結婚というものは、恋愛が盛り上がった先にあるというのがまだまだ一般的なのだろうか。先日のはてな匿名ダイアリーに「恋してないけど結婚する」と書き込んだ女性がいる。女性はこの春に入籍する予定だが、「結婚=ラブラブだからするもの」という世間の認識にズレと居心地の悪さを感じているという。(文:みゆくらけん)
女性が訴えたいのは「結婚に必ずしも恋愛が必要だとは思っていない」ということだ。相手のことを人間的に好きで、生活スタイルや経済状況が合って一緒にいる空気が心地良いと感じたなら、それで共存していけるという考え。「コイツといると楽だわ・・・推し友だわ・・・」という親愛の情が継続した結果、
「コイツが相手なら子どもを産もう。産まれたらあそこ連れてこ、ああしよこうしよ。うわっ人生設計もできたわ~。よっし!なんかもう一緒に住むか!」
と思って結婚するのだという。
「彼のことは好きだ。今後の人生60年、共に生きていけると感じたから結婚する」
もともと恋愛が面倒臭いタイプでロマンチックぶった演出も嫌いなため、結婚式も挙げない予定。しかし「興味ないから式挙げません」というと周囲からは「その人のこと、本当に好きなの?」「もっと心ときめく、本当に好きな人と結婚しなさいよ」などといわれるのだという。
他にも結婚というと、「彼のこと愛してるのね~。運命の人でラブラブなのね。彼格好いい?ドキドキする?」などという人もいるが、あまりの解釈の違いに辟易するのだとか。

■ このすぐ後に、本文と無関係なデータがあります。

PR #591, opened 2023-12-16
Devirtualise pthread_create

ThomasHaas:
This PR extends devirtualization to also handle `pthread_create`.
I think there are more pthread functions like `pthread_key_create` that might require devirtualization in the future, however, for now I only added `pthread_create` to make the unit tests in #582 run.

### DIFF
--- a/dartagnan/src/main/java/com/dat3m/dartagnan/program/processing/NaiveDevirtualisation.java
+++ b/dartagnan/src/main/java/com/dat3m/dartagnan/program/processing/NaiveDevirtualisation.java
@@ -64,7 +64,7 @@ public class NaiveDevirtualisation implements ProgramProcessor {
         }
 
         for (Function func : Iterables.concat(program.getThreads(), program.getFunctions())) {
-            devirtualiseNew(func, toAddressTransformer.func2AddressMap);
+            devirtualise(func, toAddressTransformer.func2AddressMap);
         }
     }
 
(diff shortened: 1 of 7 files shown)


dartagnan/src/main/java/com/dat3m/dartagnan/program/processing/NaiveDevirtualisation.java
```diff
@@ -131,61 +136,108 @@ private void devirtualise(Function function, Map<Function, IValue> func2AddressM
...
+        } else if (call.getCalledFunction().getIntrinsicInfo() == Intrinsics.Info.P_THREAD_CREATE) {
+            final TypeFactory types = TypeFactory.getInstance();
+            final Type ptrType = types.getPointerType();
+            final Type threadType = types.getFunctionType(ptrType, List.of(ptrType));
+            possibleTargets = func2AddressMap.keySet().stream()
+                    .filter(f -> f.getFunctionType() == threadType).collect(Collectors.toList());
+        } else {
+            possibleTargets = List.of();
+            assert false;
+        }
```
hernanponcedeleon, line 211: I don't like this kind of asserts: if they fail, this tells nothing to the user. If we expect that after passing the first `if` we will certainly encounter some given functions (now only pthread_create, but possible more in the future), this assumption should be the one being made in the assert.

Also, the empty list of possible target is useless since the assert would terminate the execution

dartagnan/src/main/java/com/dat3m/dartagnan/program/processing/NaiveDevirtualisation.java
```diff
@@ -131,61 +136,108 @@ private void devirtualise(Function function, Map<Function, IValue> func2AddressM
...
+    }
+
+    private Expression getFunctionPointer(FunctionCall call) {
+        if (!call.isDirectCall()) {
+            return call.getCallTarget();
+        } else if (call.getCalledFunction().getIntrinsicInfo() == Intrinsics.Info.P_THREAD_CREATE) {
+            return call.getArguments().get(2);
+        }
+        assert false;
+        return null;
```
hernanponcedeleon, line 223: Same as comment above.

The fact that you need to add a `return null` to make the compiler not complain about a missing return type already says we should not be using `assert false`

dartagnan/src/main/java/com/dat3m/dartagnan/program/processing/NaiveDevirtualisation.java
```diff
@@ -131,61 +136,108 @@ private void devirtualise(Function function, Map<Function, IValue> func2AddressM
...
+            } else {
+                return EventFactory.newVoidFunctionCall(devirtCallTarget, virtCall.getArguments());
             }
+        } else if (virtCall.getCalledFunction().getIntrinsicInfo() == Intrinsics.Info.P_THREAD_CREATE) {
+            final FunctionCall devirtCall = virtCall.getCopy();
+            devirtCall.setArgument(2, devirtCallTarget);
+            return devirtCall;
         }
+        assert false;
+        return null;
```
hernanponcedeleon, line 240: Same as above

dartagnan/src/main/java/com/dat3m/dartagnan/program/processing/NaiveDevirtualisation.java
ThomasHaas: Unfortuntely, I have to assign `possibleTargets` for otherwise the compiler complaints.

I disagree with having an `assert xyz` instead of the last else-case. A reason is that the assert has to change whenever a new function is added, i.e., it is badly extensible. And this code is expected to get extended later on.

The code should not be reachable in principle, no matter what code it runs on.
More precisely, if that location is ever reached, it does not mean we have some bad input or some not-yet supported input, but rather the logic of this class is broken.
I can change it to `Verify.verify` which is the closest to Java's assertions, though it's a little less fitting.

dartagnan/src/main/java/com/dat3m/dartagnan/program/processing/NaiveDevirtualisation.java
ThomasHaas: It sucks that `assert false` still requires a return afterwards. I guess this is because `asserts` can get compiled away, leading to ill-formed code.

dartagnan/src/main/java/com/dat3m/dartagnan/program/processing/NaiveDevirtualisation.java
hernanponcedeleon: The branches in `getPossibleTargets` should cover the same cases as `needsDevirtualization`, right? If so, I would rather use `Precondition.checkArguments` than having the assertion

ThomasHaas: Yes, in all cases where `assert false` is placed, the assumption is that the checks cover all cases of `needsDevirtualization` (if they don't, there should be an error).
Not sure how you wanna use `Precondition.checkArguments` here, cause if you think about `Precondition.checkArguments(needsDevirtualiatuon(...))` then this is precisely what is not smart to do, because it passes whenever `needsDevirtualization` gets extended.

The only right thing to do is to throw an error in the else-case I think.

hernanponcedeleon (approved):
@ThomasHaas can you please rebase so I merge?

PR #594, opened 2023-12-20
Bug in morally strong definition in PXTv7.5

hernanponcedeleon:
There is currently a problem with the PTXv7.5 model. The model modified the notion of morally strong from the previous version by forcing the operations to be over the same proxy. The specification is not very precise about how proxies interact with fences, however [it claims](https://docs.nvidia.com/cuda/parallel-thread-execution/index.html#causality-axiom) that the fences in this test are morally strong.
```
PTX MP-sys-fence
"Message passing, sync because fences are morally strong and release/acquire pattern is formed"
{
x=0;
y=0;
P1:r1=0;
P1:r2=0;
}
 P0@cta 0,gpu 0         | P1@cta 0,gpu 0         ;
 st.weak x, 1           | ld.relaxed.sys r1, y   ;
 fence.acq_rel.sys      | fence.acq_rel.sys      ;
 st.relaxed.sys y, 1    | ld.weak r2, x          ;
~exists
(P1:r1 == 1 /\ P1:r2 != 1)
```
With the current implementation, they are not. To fix the problem, I now tag every non-proxy fence as `GEN`.

Doing this revealed another problem: the expected result in `Release-acquire-pattern.litmus` for PTXv7.5 was clearly wrong. In fact, in the current implementation we have a different result for PTXv6.0 when the claim is that both models are equivalent for benchmarks not using proxies.

To be sure we have no more mismatched between both PTX versions, I moved all proxy tests to specific folders and forced the remaining results in the expected files to be exactly the same.

Note: it might be easier to review the changes by checking each commit individually.


tonghaining:
LGTM

PR #597, opened 2023-12-28
Generate knowledge from SVCOMP witness

hernanponcedeleon:
This PR adds must knowledge to XRA from SVCOMP witnesses. It simply iterates over the witness edges and if it finds a store-load (resp. store-store) edge from different threads, it adds the pair to the must set of `rf` (resp. `co`). The definition of SC + the semantics of the witness guarantee that this knowledge is correct.

There is no point in trying to be smart and extract e.g., `fr` knowledge or edges within the same thread. XRA is supposed to take care of propagating information and deriving those (keep in mind we assume the memory model is locally consistent). 

In the few examples I tried, the number of encoded edges (the number logged as `Acyclic.getEncodeGraph - reduced encodeGraph size` is reduced by ~10%)

### DIFF
--- a/dartagnan/src/main/java/com/dat3m/dartagnan/witness/WitnessGraph.java
+++ b/dartagnan/src/main/java/com/dat3m/dartagnan/witness/WitnessGraph.java
@@ -167,7 +167,7 @@ public class WitnessGraph extends ElemWithAttributes {
             currents = getEventsFromEdge(program, e);
             current = currents.size() == 1 ? currents.get(0) : null;
             // If a graph edge implies a hb-relation, inter-thread communication guarantees
-            // same address and thus rf
+            // same address and thus rf.
             if (last != null && current != null && last instanceof Store && current instanceof Load
                     && ((graphEdgeImpliesHbEdge() && !last.getThread().equals(current.getThread()))
                             || alias.mustAlias(last, current))) {
@@ -191,14 +191,16 @@ public class WitnessGraph extends ElemWithAttributes {
                 last = null;
                 continue;
             }
-            // If a graph edge implies a hb-relation, inter-thread communication guarantees same address and thus co
+            // If a graph edge implies a hb-relation, inter-thread communication guarantees same address and thus co.
             if (last != null && last instanceof Store && graphEdgeImpliesHbEdge()
                     && !last.getThread().equals(current.getThread())) {
                 k.add(last, current);
             }
-            // Previous stores to the same address are guaranteed to be in co
+            // Previous stores to the same address are guaranteed to be in co.
+            // Some tools create two edges for the same store (e.g. CPAChecker for pthread_create)
+            // We avoid adding self loops.
             for (MemoryCoreEvent s : lasts) {
-                if (alias.mustAlias(s, current)) {
+                if (alias.mustAlias(s, current) && s != current) {
                     k.add(s, current);
                 }
             }
--- a/dartagnan/src/main/java/com/dat3m/dartagnan/witness/WitnessGraph.java
+++ b/dartagnan/src/main/java/com/dat3m/dartagnan/witness/WitnessGraph.java
@@ -14,8 +14,6 @@ import org.sosy_lab.java_smt.api.*;
 import java.io.FileWriter;
 import java.io.IOException;
 import java.util.*;
-import java.util.stream.Collectors;
-import java.util.stream.Stream;
 
 import static com.dat3m.dartagnan.GlobalSettings.getOrCreateOutputDirectory;
 import static com.dat3m.dartagnan.witness.GraphAttributes.*;
@@ -71,14 +69,13 @@ public class WitnessGraph extends ElemWithAttributes {
         List<Edge> ret = new ArrayList<>();
         Node cur = getViolationNode();
         while(cur != getEntryNode()) {
-            for(Edge e : getEdges()) {
-                if(e.getTarget().equals(cur)) {
-                    ret.add(e);
-                    cur = e.getSource();
-                    break;
-                }
-            }
+            // Local variables in lambdas have to be final, thus the copy
+            final Node copy = cur;
+            Edge nextEdge = getEdges().stream().filter(e -> e.getTarget().equals(copy)).findAny().get();
+            ret.add(nextEdge);
+            cur = nextEdge.getSource();
         }
+        // Return path from entry to violation
         Collections.reverse(ret);
         return ret;
     }
@@ -103,6 +100,15 @@ public class WitnessGraph extends ElemWithAttributes {
         return str.toString();
     }
 
+    private List<MemoryCoreEvent> getEventsFromEdge(Program program, Edge edge) {
+        return edge.hasCline() ?
+            program.getThreadEvents(MemoryCoreEvent.class).stream()
+                .filter(e -> e.hasMetadata(SourceLocation.class))
+                .filter(e -> e.getMetadata(SourceLocation.class).lineNumber() == edge.getCline())
+                .toList() :
+            Collections.emptyList();
+    }
+
     public BooleanFormula encode(EncodingContext context) {
         Program program = context.getTask().getProgram();
         BooleanFormulaManager bmgr = context.getBooleanFormulaManager();
@@ -122,16 +128,6 @@ public class WitnessGraph extends ElemWithAttributes {
 
     private boolean graphEdgeImpliesHbEdge() {
         return hasAttributed(PRODUCER.toString()) && getAttributed(PRODUCER.toString()).equals("Dartagnan");
-    }
-
-    private List<MemoryCoreEvent> getEventsFromEdge(Program program, Edge edge) {
-        Stream<MemoryCoreEvent> res = Stream.empty();
-        if (edge.hasCline()) {
-            res = program.getThreadEvents(MemoryCoreEvent.class).stream()
-                    .filter(e -> e.hasMetadata(SourceLocation.class))
-                    .filter(e -> e.getMetadata(SourceLocation.class).lineNumber() == edge.getCline());
-        }
-        return res.collect(Collectors.toList());
     }
 
     public EventGraph getReadFromKnowledge(Program program, AliasAnalysis alias) {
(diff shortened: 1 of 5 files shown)


ThomasHaas (commented):
Do we ever exploit control-flow information from the witness?
I think there are a few opportunities (not needed for this PR):
- Encode the control-flow information directly (might already be done?)
- Have an `ExecutionAnalysis` wrapper that uses witness information to give cf-information. This, in particular, improves XRA.
- Have a pass that resolves known branching/eliminates non-executed code. This automatically improves all other analyses.

dartagnan/src/main/java/com/dat3m/dartagnan/witness/WitnessGraph.java
```diff
@@ -7,151 +7,195 @@
...
+        List<MemoryEvent> currents;
+        for (Edge e : getEdges()) {
+            currents = getEventsFromEdge(program, e);
+            current = currents.size() == 1 ? currents.get(0) : null;
+            if (current != null && last != null && c1.isInstance(last) && c2.isInstance(current)
+                    && !last.getThread().equals(current.getThread())) {
+                k.add(last, current);
+            }
+            last = current;
+        }
```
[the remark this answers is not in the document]
hernanponcedeleon: > I think there are various cases where this is inaccurate.

You are right that this PR does not exploit all information from the witness (I never claimed this). I simply prototype a solution making use of the easiest to access information (`rf` and `co` edges easily (*) extracted from communication between threads). 

> 
> (1) `rfi`-edges are never made must-edges. While `coi` is known by local consistency, this is not true for `rfi`. It is also not derivable via XRA. Generally, I don't see why you deliberately avoid same-thread edges. Removing the check makes the code easier/shorter and more accurate without implicit assumptions about local consistency.

(*) This is not as trivial as you make it sound. Due to the definition of SC, we know intra-thread witness edges come from `rf U co U fr` (this PR ignores `fr`) and this guarantees that the events access the same location. Deriving `rfi` requires not only knowing that the corresponding events **must** alias, but also that there are no other writes in between which **may** alias with the load. This certainly requires much more code than the one in this PR.

> 
> (2) It misses all must-coherences that are interrupted by a read.
> 
> Indeed, take the worst cast example showing (1) and (2):
> 
> ```
> x = 1;   |   x = 2; | ... | x = n
> r1 = x;  |  r2 = x; | ... | rn = x;
> ```
> 
> Assume the witness orders `x=1; r1=x; x=2; r2=x; ...; x=n; rn=x` (i.e., all threads execute after one another), then you do not derive a single(!) edge. All `rfi`'s are ignored and no two writes get co-ordered because they are not adjacent.
> 

Same problem as above. However, this case might be easier, because as soon as we know a store must alias with a previous store, the co edge is definitely in the must set no matter what happens in between.

> (3) It misses all transitive coherence edges. These are not derivable by XRA due to missing cf-information. Consider the coherence `w1->w2->w3->....->wn` of which you only derive adjacent must-edges. There could be an executuon that does not execute every second store, so you only have `w1, w3, w5, ...` without any known coherences. The reason is that XRA does not know that the witness also guarantees that all those intermediate events do get executed!
> 

Same as (2).

> (4) For the same lack of cf-information, XRA cannot derive from a must-edge `rf(w, r)` that all other rf-edges `rf(w', r)` become impossible. So this could also be derived explicitly from the witness.

I thought about this, and I actually asked myself why we do not currently remove from the may set the pairs where the load is part of a pair in the must set. I did not realize that the lack of execution information was the reason. I can easily add this one.

hernanponcedeleon:
I did quite a few changes
1. Added a method for the assumption that graph edge implies hb edge. For now, only witnesses generated by dartagnan would make use of this. However, instead of checking the producer, we could have a graph attribute representing this, adding it for witnesses generated by dartagnan, and encouraging other tool developers to add this to their witnesses if the assumption holds in their case.
2. When the above does not hold, we make use of must alias information.
3. Got rid of the event ids in the witness. This was fragile, and for what I have tested in our own witnesses, the speed up that we get with XRA is around the same that we were having by encoding the precise values read/stored. 
4. Removed pairs from rf-may-set when we something in the must-set.
5. While most tools generate witnesses representing a single path, this is not required (e.g. CPAChecker has a few branching edges). We know do some pre-processing to only reason about a single path leading to a violation.

I expected that 2. and 3. would result in XRA almost not being applied since it is hard to get the precise event (and only in this case we improve XRA) from the source code line. In the few cases I checked, we never generate `rf`. However, we generate a few more `co` and these seem to propagate quite a bit. Here is an example
```
mix006_tso.oepc generated by GemCutter

SVCOMP-2024: 
	#Relations: 16
	#Axioms: 1
	#may-edges removed (extended): 316
	total #must|may|exclusive edges: 240781|274828|0
	#must|may rf edges: 3|663
	#must|may co edges: 166|422
21:12:34 [INFO ] Acyclic.getEncodeGraph - reduced encodeGraph size: 14832
21:12:35 [INFO ] PropertyEncoder.encodeProgramSpecification - Encoding program specification
21:12:35 [INFO ] AssumeSolver.run - Starting first solver.check()
21:13:46 [INFO ] AssumeSolver.run - Verification finished with result FAIL

Now:
        #Relations: 16
        #Axioms: 1
        #may-edges removed (extended): 7624
        #must-edges added (extended): 1219
        total #must|may|exclusive edges: 243454|267520|0
        #must|may rf edges: 3|592
        #must|may co edges: 215|373
==========================================
[30.12.2023] 23:05:40 [INFO] Acyclic.getEncodeGraph - reduced encodeGraph size: 8270
[30.12.2023] 23:05:41 [INFO] PropertyEncoder.encodeProgramSpecification - Encoding program specification
[30.12.2023] 23:05:41 [INFO] AssumeSolver.run - Starting first solver.check()
[30.12.2023] 23:05:49 [INFO] AssumeSolver.run - Verification finished with result FAIL
```
It might be possible to increase the chances of getting the precise event from a graph edge. For example, right now we don't use the edge attribute saying from which thread the edge come from (we need a way to match witness thread id with the ids of our IR).

dartagnan/src/main/java/com/dat3m/dartagnan/witness/WitnessGraph.java
```diff
@@ -2,156 +2,207 @@
...
-					.filter(e -> e.getMetadata(SourceLocation.class).lineNumber() == edge.getCline())
-					.collect(Collectors.toList());
-			if (!previous.isEmpty() && !events.isEmpty()) {
-				enc.add(bmgr.or(Lists.cartesianProduct(previous, events).stream()
-						.map(p -> context.edgeVariable("hb", p.get(0), p.get(1)))
-						.toArray(BooleanFormula[]::new)));
-			}
-			if (!events.isEmpty()) {
-				previous = events;
-			}
```
hernanponcedeleon, line 94: This was the reason why we were not able to validate some of our own witnesses.

dartagnan/src/main/java/com/dat3m/dartagnan/witness/WitnessGraph.java
```diff
@@ -2,156 +2,207 @@
...
+                    && ((graphEdgeImpliesHbEdge() && !last.getThread().equals(current.getThread()))
+                            || alias.mustAlias(last, current))) {
+                k.add(last, current);
+            }
+            last = current;
+        }
+        return k;
+    }
+
+    public EventGraph getCoherenceKnowledge(Program program, AliasAnalysis alias) {
```
ThomasHaas, line 153: I think this method can be written a lot cleaner by first iterating over all edges to extract the stores into a list. This list will only contain stores and no `null`-entries.
Now you can do something like this:
```Java
for (int i = 0; i < writes.size() - 1; i++) {
   final Store w1 = writes.get(i);
   // Add co-edges to all later same-address writes.
   writes.sublist(i + 1, writes.size()).stream()
        .filter(w2 -> alias.mustAlias(w1, w2))
        .forEach(w2 -> must.add(w1, w2));
   // Special case for cross-thread edges.
   final Store immSucc = writes.get(i+1);
   if (graphEdgeImpliesHbEdge() && !w1.getThread().equals(w2.getThread()) {
      must.add(w1, immSucc);
  }
}
```

dartagnan/src/main/java/com/dat3m/dartagnan/witness/WitnessGraph.java
```diff
@@ -2,156 +2,198 @@
...
+
+    public Node getEntryNode() {
+        assert(nodes.stream().anyMatch(n -> n.hasAttributed(ENTRY.toString())));
+        return nodes.stream().filter(n -> n.hasAttributed(ENTRY.toString())).findFirst().get();
+    }
+
+    public Node getViolationNode() {
+        assert(nodes.stream().anyMatch(n -> n.hasAttributed(VIOLATION.toString())));
+        return nodes.stream().filter(n -> n.hasAttributed(VIOLATION.toString())).findAny().get();
+    }
```
ThomasHaas, line 52: You haven't touched this code in the PR, but I think this should still be fixed.
Instead of asserting the existence, you can just use `.findAny/First().orElseThrow(...)`.

dartagnan/src/main/java/com/dat3m/dartagnan/witness/WitnessGraph.java
```diff
@@ -2,156 +2,198 @@
...
+        BooleanFormulaManager bmgr = context.getBooleanFormulaManager();
+        List<BooleanFormula> enc = new ArrayList<>();
+        List<MemoryCoreEvent> previous = new ArrayList<>();
+        for (Edge edge : edges.stream().filter(Edge::hasCline).toList()) {
+            List<MemoryCoreEvent> events = getEventsFromEdge(program, edge);
+            if (!previous.isEmpty() && !events.isEmpty()) {
+                enc.add(bmgr.or(Lists.cartesianProduct(previous, events).stream()
+                        .map(p -> context.edgeVariable("hb", p.get(0), p.get(1)))
+                        .toArray(BooleanFormula[]::new)));
+            }
```
ThomasHaas, line 123: This code is kinda sketchy because it generates hb-constraints between events that cannot be hb-related since checks against the may-set are omitted. 
I understand that you need to do that to get the desired ordering between non-neighboring events but I think this should be documented somehow.

ThomasHaas (approved):
LGTM

PR #553, opened 2023-11-05
Benchmarks coming from GPU concurrency: Weak behaviours and programming assumptions

hernanponcedeleon:
I found two issues in the litmus tests coming from the "GPU concurrency: Weak behaviours and programming assumptions" paper.
- in the paper, loads and stores have (an old?) annotation called `.cg` which is supposed to invalidate the L2 cache. Since the L2 is shared between all threads in the GPU, it makes sense to me that this is actually related to the `.gpu` scope
- `st.cg` and `ld.cg` are relaxed stores and loads (volatile are the weak ones)

@tonghaining can you please check this makes sense?

PR #600, opened 2024-01-05
add memalloy-ptx tests

tonghaining:
For the IRIW_gl_cta test, the [litmus](https://github.com/johnwickerson/memalloy/blob/master/ptx_testing/IRIW_gl_cta/IRIW_gl_cta.litmus) seems not matching with the [output](https://github.com/johnwickerson/memalloy/blob/master/ptx_testing/IRIW_gl_cta/IRIW_gl_cta.txt). Since this IRIW_gl_cta litmus is identical to the [IRRWIW_uniproc](https://github.com/johnwickerson/memalloy/blob/master/ptx_testing/IRRWIW_uniproc/IRRWIW_uniproc.litmus) test, the IRIW_gl_cta in this PR is written based on the output file.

「恋してる・愛してるから結婚するんじゃなくて、パートナー(相方)になりたいから結婚するんだ」
「好き=男女の恋愛」という周囲の決めつけにとにかく違和感を覚えるという女性。確かに世間の考えとは少し違うかもしれないが、ドライなのではなく、ただ冷静なだけのような気がする。「彼のことは好きだ。今後の人生60年、共に生きていけると感じたから結婚する」という書き込みからも、その覚悟は感じられる。
恋愛気分が高まったムードと勢いで結婚するのは危険
この投稿へは「今年一番うらやましい」「幸せそうじゃないか!ちくしょう!お幸せに!」「大変共感する」などという肯定コメントが多数集まった。恋愛の有無は関係なしに「一緒に過ごしたい人を見つけて、将来を約束したのはめでたいこと」というエールも。また、
「愛情の情の方だ。家族に一番必要なやつ」
「たぶんラブラブのまま結婚するよりも長くて濃ゆいお付き合いになると思いますわよ」
というコメントも。中には「え?その感覚を恋愛っていうんじゃないの?」と戸惑う声もあったが、オスメスの求愛が入り混じったいわゆる「恋愛」とはやはりちょっと別種だ。そして、この「ちょっと別種」な親愛の情で結婚することに対し、筆者もかなり「それいいね!」という気持ちだ。
この女性の考えほど極端ではないにしろ、筆者も似た気持ちで結婚した。周囲から「ラブラブですね」みたいなことをいわれるたびにムズ痒い違和感。いや、大好きは大好きなのだが、周囲のいう「大好き」の種類とは若干質が違う気がしていた。
っていうか、恋愛気分が高まったムードと勢いでする結婚など絶対に御免だった。なぜならそれは、オンナの人生で最も足を踏み外しやすいブラックホールで、死ぬほど危険なことだと考えていたからだ。
思考回路が脳内麻薬にヤラれておかしくなっている絶賛恋愛中は、冷静な判断ができない。そんなイカれた恋愛脳で人生の大事な選択を間違えたくない、だって「実はモラハラ男だった」とかだったらどうすんの?って思っていたから。結果、結婚生活派順調にいっている(現段階では)。中には
「とても良いと思うが、子どもを体外受精でつくるのかだけが気になる」
という声もあったが、そこは心配が過ぎている。「もうすっかり落ち着いた感のある熟年夫婦だって普通に子ども作ってますやん」といいたい。
ともかく、同棲してから結婚するカップルも増えた今は、結婚当初から熟年の雰囲気を醸し出していることも多く、昔のように「新婚時代が一番良い時よ」的な考えは廃れていくのだろう。
「タクシーの運転手の話。『新婚旅行ではしゃぐ客は見合い。恋愛結婚だと飽きた感じ』」
コメントにあったこの言葉に妙に納得させられる。